Data for the task:
▼

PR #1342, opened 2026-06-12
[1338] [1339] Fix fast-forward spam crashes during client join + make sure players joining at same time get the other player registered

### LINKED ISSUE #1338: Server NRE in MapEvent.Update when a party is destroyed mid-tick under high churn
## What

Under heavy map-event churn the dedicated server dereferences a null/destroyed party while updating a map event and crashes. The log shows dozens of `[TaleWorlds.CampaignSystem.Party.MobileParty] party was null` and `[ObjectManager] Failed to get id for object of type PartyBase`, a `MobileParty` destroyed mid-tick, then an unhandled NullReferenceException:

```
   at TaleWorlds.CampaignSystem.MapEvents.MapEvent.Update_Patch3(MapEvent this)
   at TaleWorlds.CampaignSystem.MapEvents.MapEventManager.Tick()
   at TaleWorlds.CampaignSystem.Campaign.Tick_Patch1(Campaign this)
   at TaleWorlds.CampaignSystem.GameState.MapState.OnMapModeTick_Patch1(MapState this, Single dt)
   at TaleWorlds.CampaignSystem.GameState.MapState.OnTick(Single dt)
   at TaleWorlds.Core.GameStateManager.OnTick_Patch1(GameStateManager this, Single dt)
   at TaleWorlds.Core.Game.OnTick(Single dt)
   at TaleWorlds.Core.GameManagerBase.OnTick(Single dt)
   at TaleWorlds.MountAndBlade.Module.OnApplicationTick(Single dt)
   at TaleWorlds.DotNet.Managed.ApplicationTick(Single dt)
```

▲
▼

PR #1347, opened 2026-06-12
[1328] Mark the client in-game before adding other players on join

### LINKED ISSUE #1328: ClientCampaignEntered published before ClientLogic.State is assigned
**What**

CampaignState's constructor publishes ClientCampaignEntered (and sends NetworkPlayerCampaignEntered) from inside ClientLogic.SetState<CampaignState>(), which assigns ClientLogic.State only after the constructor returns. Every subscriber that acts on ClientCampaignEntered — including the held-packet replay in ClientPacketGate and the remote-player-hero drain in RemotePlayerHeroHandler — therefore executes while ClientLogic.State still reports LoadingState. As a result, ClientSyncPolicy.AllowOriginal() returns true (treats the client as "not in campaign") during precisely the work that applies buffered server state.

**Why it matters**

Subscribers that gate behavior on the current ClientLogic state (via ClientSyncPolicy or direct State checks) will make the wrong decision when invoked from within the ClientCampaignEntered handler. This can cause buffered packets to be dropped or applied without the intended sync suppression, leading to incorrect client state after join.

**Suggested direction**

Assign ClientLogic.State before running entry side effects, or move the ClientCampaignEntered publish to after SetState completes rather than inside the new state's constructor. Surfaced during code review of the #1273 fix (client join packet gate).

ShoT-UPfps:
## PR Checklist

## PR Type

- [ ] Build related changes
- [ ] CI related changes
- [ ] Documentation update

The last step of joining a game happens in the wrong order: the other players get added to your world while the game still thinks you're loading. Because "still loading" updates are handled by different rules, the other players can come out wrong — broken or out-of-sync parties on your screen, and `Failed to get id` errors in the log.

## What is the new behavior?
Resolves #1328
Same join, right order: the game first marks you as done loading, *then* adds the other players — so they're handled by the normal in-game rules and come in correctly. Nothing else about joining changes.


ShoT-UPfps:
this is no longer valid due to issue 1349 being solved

▲

Those lines above that contain the string "opened" should be returned.

PR #1342, opened 2026-06-12
PR #1347, opened 2026-06-12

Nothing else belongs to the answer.